A Unified Framework for Model Editing

Abstract: ROME and MEMIT are largely believed to be two different model editing algorithms, with the major difference between them being the ability to perform batched edits. In this paper, we unify these two algorithms under a single conceptual umbrella, optimizing for the same goal, which we call the preservation-memorization objective. ROME uses an equality constraint to optimize this objective to perform one edit at a time, whereas MEMIT employs a more flexible least-square constraint that allows for batched edits. We generalize ROME and enable batched editing with equality constraint in the form of EMMET - an Equality-constrained Mass Model Editing algorithm for Transformers, a new batched memory-editing algorithm. EMMET can perform batched-edits up to a batch-size of 10,000, with very similar performance to MEMIT across multiple dimensions. With the introduction of EMMET, we truly unify ROME and MEMIT and show that both algorithms are equivalent in terms of their optimization objective, their abilities (singular and batched editing), their model editing performance and their limitations.

• The paper presents EMMET, a framework that unifies ROME and MEMIT by enforcing equality constraints for batch model editing in transformers.
• It employs a closed-form solution for the preservation-memorization objective to update model parameters while maintaining unchanged responses.
• Experiments show EMMET performs comparably to MEMIT for batch sizes up to 256, though larger batches highlight stability challenges for future research.

Unveiling EMMET: Equality-Constrained Mass Model Editing in Transformers

Introduction

The landscape of model editing, a critical area in ensuring that machine learning models remain up-to-date with evolving data and facts, has seen considerable advancements with the advent of methods like ROME (Rank-One Model Editing) and MEMIT (Mass Editing Memory in Transformers). Model editing delineates from the traditional practice of retraining by specifically altering the parameters of a model to incorporate new or correct existing information without comprehensive retraining. This paper explores the conceptual unification of ROME and MEMIT under the preservation-memorization objective and introduces a novel approach, EMMET (Equality-constrained Mass Model Editing in Transformers), for batch editing within this unified framework.

Preservation-Memorization Objective: A Unifying Concept

At the heart of both ROME and MEMIT is the preservation-memorization objective, which seeks to maintain the response of a model to a subset of inputs while updating its knowledge base with new information. This objective encapsulates the dual requirements of model editing: altering the model's parameters to reflect new facts without deteriorating its performance on unchanged data.

• ROME implements this by optimizing for preservation using existing representations and enforcing the memorization of new facts with equality constraints.
• MEMIT, on the other hand, achieves a similar goal through a relaxed least-square constraint for memorization, which also facilitates the efficient incorporation of multiple new facts simultaneously.

Unveiling EMMET: A New Paradigm in Batch Editing

The introduction of EMMET represents a critical leap forward in model editing. By providing a closed-form solution for the equality-constrained version of the preservation-memorization objective, EMMET enables the batch editing of facts under equality constraints, a significant enhancement over ROME's singular editing capability.

• EMMET demonstrates comparable performance to MEMIT for batch sizes up to 256, affirming the viability of equality constraints in batch editing scenarios.
• However, challenges in stabilizing edits for larger batch sizes highlight the inherent limitations of strict equality constraints in managing multiple simultaneous edits, suggesting areas for future exploration and refinement.

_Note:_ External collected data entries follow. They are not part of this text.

PR #2136, opened 2017-04-24
Upgrade node to 8 and npm to 5.0.3

nLight:
New LTS version 8 is out \o/ why not using it?

I went ahead and updated all the places I could find.
I also had to fix one test (version dependent tests /o\)
and a webpack config bug

## Dependencies

✅ ~https://github.com/dcos/dcos-ui/pull/2148~
✅ ~https://github.com/dcos/dcos-ui/pull/2153~
🕐 https://github.com/mesosphere/reactjs-components/pull/406


nLight:
Looks like our Jenkins should be adjusted

mlunoe:
There is a bug in node 6 that makes jest not run and proposed solution is to downgrade to node 5.11.1: https://github.com/webpack/webpack/issues/2463#issuecomment-218164083

Sad face 😢

mlunoe:
I could not get it to work with node 6 :(

mlunoe:
However, I did put up a PR for prettier in reactjs-components: https://github.com/mesosphere/reactjs-components/pull/402

nLight:
Does it work with node 7? 
Since node is just a build tool, meaning we bundle the app and don't run anything on node.js in production, for us we could go with a non LTS release.

Anyways, this is not a priority, because of the reason I mentioned above, let's move forward with more important PRs rather then investing in this one right now. 🙏

mlunoe:
Yup, I think node 7 is the way to go. Did not try it out though

nLight:
Another proposed solution was to upgrade babel to 6.10.x which looks like the right thing to do choosing between downgrading to node 5 (non-LTS) and upgrading babel to a recent version :)

weblancaster:
@nLight let's just use Node 7+, as you noted we are only using as a tool and not shipping to prod.

nLight:
@weblancaster yep, still we should upgrade babel :)

weblancaster:
@nLight yes

weblancaster:
@nLight please change `validate-engine-versions.js` to accomodate the node changes.

weblancaster:
@nLight #2148 worked greatly with `node v7.8.0` `npm 4.2.0` and my build was noticeably faster.

mlunoe:
Ok, related:
I put up a PR to update reactjs-components that makes the prettier linting rule happy: https://github.com/dcos/dcos-ui/pull/2153

nLight:
I observe strange bugs with this setup:
when running `npm run build` it errors out performing
`./node_modules/.bin/gulp checkDependencies && npm install compression-webpack-plugin@latest` saying `Cannot find module internal/fs`

Then trying to run `npm shrinkwrap --dev` it enters into an infinite loop

😩

nLight:
Turns out the loop of shrinkwrap was caused by `npm run shrinkwrap` task that calls `npm shrinkwrap --dev` I suspect npm 4 now doesn't require `run` keyword for overrides this is why it used to work with npm 3 and stopped with npm 4. 

Moreover I think we don't need fixShrinkwrap anymore as new setup doesn't depend on `fsevent` and there's no need in removing it from the npm-shrinkwrap.json

nLight:
Closing this one for now

PR #2143, opened 2017-04-28
feat(DCOS-13976): Add effort to protect from clickjacking attack

weblancaster:
(**DCOS-13976**) This solution is outdated and there is many ways around it BUT we have no harm in having it (because it's so small having in the head is fine).
The ideal solution was implemented here https://github.com/dcos/dcos/pull/1506

For more info about it [Clickjacking Defense](https://www.owasp.org/index.php/Clickjacking_Defense_Cheat_Sheet)

To test this create a index.html page and use iframe markup pointing to `https://52.41.194.202`. You should see this in the console `Refused to display 'https://52.41.194.202/' in a frame because it set 'X-Frame-Options' to 'deny'.`

Because security.
security

**Checklist**

### DIFF
--- a/src/index.html
+++ b/src/index.html
@@ -38,7 +38,7 @@
 
     <script type="text/JavaScript">
     // old school Frame busting solution
-    // even though this solution has other way around it
+    // even though this solution has ways around it
     // the X-Frame-Options set in the HEADERS is the ideal
     if (top != self) { top.location.replace(self.location.href); }
     </script>
--- a/src/index.html
+++ b/src/index.html
@@ -35,6 +35,13 @@
     <link rel="apple-touch-icon-precomposed" sizes="152x152" href="./img/components/icons/favicon-apple-152x152.png">
     <script type="text/javascript">(function () {var PAGE_LOADED_TIME = Date.now(); window.getPageLoadedTime = function () {return PAGE_LOADED_TIME;}})();</script>
     <!--[if BOOTSTRAP-CSS]><![endif]-->
+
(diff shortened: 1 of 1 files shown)


src/index.html
```diff
@@ -35,6 +35,13 @@
     <link rel="apple-touch-icon-precomposed" sizes="152x152" href="./img/components/icons/favicon-apple-152x152.png">
     <script type="text/javascript">(function () {var PAGE_LOADED_TIME = Date.now(); window.getPageLoadedTime = function () {return PAGE_LOADED_TIME;}})();</script>
     <!--[if BOOTSTRAP-CSS]><![endif]-->
+
+    <script type="text/JavaScript">
+    // old school Frame busting solution
+    // even though this solution has ways around it
+    // the X-Frame-Options set in the HEADERS is the ideal
+    if (top != self) { top.location.replace(self.location.href); }
```
MatApple: I suspect this might destroy our integration testing.

rcorral: I think this is also going to break our banner plugin. I think it needs to also check that the location isn't the same as the top frame or check that it's using the banner plugin, somehow.

weblancaster: Do we even need this after adding the X-FRAME? this is basically useless, it's more to keep our souls clean because technically based on the research I did it's pretty easy to by pass it and well know how to by pass.

MatApple: Ok, I suggest we close this if you're Ok with that @weblancaster - looks like your other fixes (https://github.com/dcos/dcos/pull/1506) will take care of this 👍

PR #2147, opened 2017-05-02
feat(DCOS-15151): Add Mesos details to overview page

weblancaster:
(**DCOS-15151**)This PR adds Mesos details to overview page.
To test, go to overview page and then you should be able to see Mesos details like so.

screen shot 2017-05-01 at 9 42 51 pm

**Checklist**

### DIFF
--- a/src/js/pages/system/OverviewDetailTab.js
+++ b/src/js/pages/system/OverviewDetailTab.js
@@ -6,6 +6,7 @@ import React from "react";
 /* eslint-enable no-unused-vars */
 import { StoreMixin } from "mesosphere-shared-reactjs";
 import { FormattedMessage } from "react-intl";
+import moment from "moment";
 
 import Breadcrumb from "../../components/Breadcrumb";
 import BreadcrumbTextContent from "../../components/BreadcrumbTextContent";
@@ -26,7 +27,6 @@ import MetadataStore from "../../stores/MetadataStore";
 import MesosStateStore from "../../stores/MesosStateStore";
 import Page from "../../components/Page";
 import VersionsModal from "../../components/modals/VersionsModal";
-import { msToRelativeTime } from "../../utils/DateUtil";
 import { isEmpty } from "../../utils/ValidatorUtil";
 
 const METHODS_TO_BIND = [
@@ -260,7 +260,7 @@ class OverviewDetailTab extends mixin(StoreMixin) {
             <FormattedMessage id="COMMON.BUILT" />
           </ConfigurationMapLabel>
           <ConfigurationMapValue>
-            {msToRelativeTime(mesosBuilt)} {this.getMesosBuildUser()}
+            {moment(Date(mesosBuilt)).fromNow()} {this.getMesosBuildUser()}
           </ConfigurationMapValue>
         </ConfigurationMapRow>
         <ConfigurationMapRow key="started">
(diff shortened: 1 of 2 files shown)


weblancaster:
retest this please

weblancaster:
retest this please

weblancaster:
run integration tests

src/js/pages/system/OverviewDetailTab.js
```diff
@@ -22,8 +23,11 @@ import Loader from "../../components/Loader";
 import MarathonStore
   from "../../../../plugins/services/src/js/stores/MarathonStore";
 import MetadataStore from "../../stores/MetadataStore";
+import MesosStateStore from "../../stores/MesosStateStore";
 import Page from "../../components/Page";
 import VersionsModal from "../../components/modals/VersionsModal";
+import { msToRelativeTime } from "../../utils/DateUtil";
```
nLight: `msToRelativeTime` operates on milliseconds but we get a unix timestamp in _seconds_ from the API thus you see 47 ago on the screen

src/js/pages/system/OverviewDetailTab.js
```diff
@@ -179,6 +188,101 @@ class OverviewDetailTab extends mixin(StoreMixin) {
...
+  /**
+   * Get user if existent otherwise
+   * return null
+   *
+   * @returns {Component|Null} User string or null
+   *
+   * @memberOf OverviewDetailTab
+   */
+  getMesosBuildUser() {
+    const mesosConfig = MesosStateStore.get("lastMesosState");
```
nLight: Let's pass `mesosConfig` as an argument into this function

weblancaster: @nLight thanks for the reviews.. quick question though, why would you rather have this being passed?

Having the method `getMesosBuildUser()` to be the only to know about the `build_user` makes it easy to understand and follow the path if needed, we are not unit testing here but this would also help make better/more precise unit tests. (we wont gain any performance improvement here if passed instead since the data is store in a obj and "always available" for retrieving)

The method `getMesosDetails()` don't need to have logic for this particular data, it only need the data to be displayed. Another point is that the "clean code" patterns suggest not passing arguments to methods/funcs when avoidable.

All that being said if you have strong feelings against it I can move the logic to `getMesosDetails()`

src/js/pages/system/OverviewDetailTab.js
weblancaster: This is addressed @nLight 

thanks for reviewing.

src/js/pages/system/OverviewDetailTab.js
rcorral: @nLight could you comment or approve please?

nLight: It feels wrong to fetch this data once again after we've got it in `getMesosDetails` which is _the only_ function that calls `getMesosBuildUser` so my suggestion would be to pass `mesosConfig` or even `mesosConfig.build_user` as an argument while keeping the logic in `getMesosBuildUser`. 

To you argument about unit testing it would be much easier to test a function that depends on one argument rather that a function that has to mock a Store.

If my arguments aren't strong enough feel free to leave it as it is and merge.

weblancaster: @nLight it's addressed thanks.

rcorral:
run integration tests

PR #2151, opened 2017-05-02
[Deployments 2 of 3]: DCOS-15161: Add supplemental content to PageHeaderActions

jfurrow:
~~[1 of 3](https://github.com/dcos/dcos-ui/pull/2150)~~
__2 of 3__
[3 of 3](https://github.com/dcos/dcos-ui/pull/2152)

This PR adds the ability to have supplemental content in PageHeaderActions. This will be used for the new deployments feature.

**Checklist**
- [x] Did you add a JIRA issue in a commit message or as part of the branch name?
- [ ] Did you add new unit tests?
- [ ] Did you add new integration tests?
- [ ] If this is a regression, did you write a test to catch this in the future?

PR #2152, opened 2017-05-02
[Deployments 3 of 3]: DCOS-15161: Refactor deployments into modal

jfurrow:
~~[1 of 3](https://github.com/dcos/dcos-ui/pull/2150)~~
~~[2 of 3](https://github.com/dcos/dcos-ui/pull/2151)~~
__3 of 3__

This PR moves the deployments tab from the sidebar into a modal. The modal can be accessed via the page header on the services overview page when a deployment is active.

You'll notice I removed some unit tests for the `DeploymentsModal` (previously named `DeploymenstTab`); these tests are now covered by the integration tests.

**Checklist**


leemunroe:
@jfurrow Nice! Couple things I noticed:

1. Can we auto expand the rows? That is consistent with the behavior today. They are actually not that useful when collapsed as the ID doesn't tell us anything about what is deploying.

2. Today I see more information about the deployment status e.g. `Deploying (ScaleApplication)` In this solution I only see `Deploying`. I would expect to see the same information. Or if we're concerned about spacing, then can we show the more granular part of the status e.g. `ScaleApplication`

3. Today I can click on the location/group name that the service is in. In this solution I cannot. Was that removed on purpose?

4. This is nitpicky but the loading animation is [rotating anti-clockwise](https://cl.ly/3Q3P110l2n2J). I would expect this to be clockwise. Consistent with most loading animations. 

Before/After for reference
image
image

cc @ashenden

jfurrow:
Thanks for the review @leemunroe!

1. Good point, I'll add this
2. No reason to not show the additional details, I just omitted it to match the mockups. I'll add this
3. There was no reason for removing this, either. I'll add this
4. This is just the default styling from [the spinner component we use](https://connoratherton.com/loaders), but I'll change this

jfurrow:
@leemunroe All of your comments have been addressed. To prevent this PR from getting larger, I put the expanded by default behavior and reversed loading indicator animation in separate PRs, so you'll need to cherry-pick those commits to see this all working together. Those PRs are https://github.com/dcos/dcos-ui/pull/2165 and https://github.com/dcos/dcos-ui/pull/2173

weblancaster:
Great work @jfurrow worked fine locally and the code seems 💯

Disentangling Edit-Distribution Algorithms

The paper makes a methodological distinction between the optimization objectives of model editing and the algorithms used to distribute edits across multiple layers of a model. This distinction sheds light on the adaptability and application scope of these algorithms beyond their original implementations.

• The experiments reveal that while edit-distribution algorithms enhance the efficacy of MEMIT in large-scale editing engagements, they may not universally benefit all models, as evidenced by their counterproductive impact on Llama-2-7B editing.
• These findings advocate for a more nuanced approach to the application of edit-distribution algorithms, tailored to the specific characteristics and requirements of the model being edited.

Theoretical Implications and Future Directions

The conceptual framework and the introduction of EMMET enrich the theoretical underpinnings of model editing by broadening the understanding of the preservation-memorization objective and demonstrating the feasibility of batch editing under equality constraints.

• The differentiation between optimization objectives and edit-distribution algorithms invites a reevaluation of existing editing strategies and encourages the development of more flexible and model-specific approaches.
• The performance of EMMET, particularly in scenarios with smaller batch sizes, offers a promising avenue for sequential model editing and underscores the potential for further advancements in this domain.

Conclusion

This paper contributes significantly to the model editing field by unifying ROME and MEMIT under a common conceptual framework, introducing EMMET for equality-constrained batch editing, and calling attention to the distinct role of edit-distribution algorithms. The insights gleaned from these developments not only pave the way for more nuanced and effective model editing strategies but also highlight the dynamic interplay between theoretical principles and practical applications in the ongoing evolution of machine learning technology.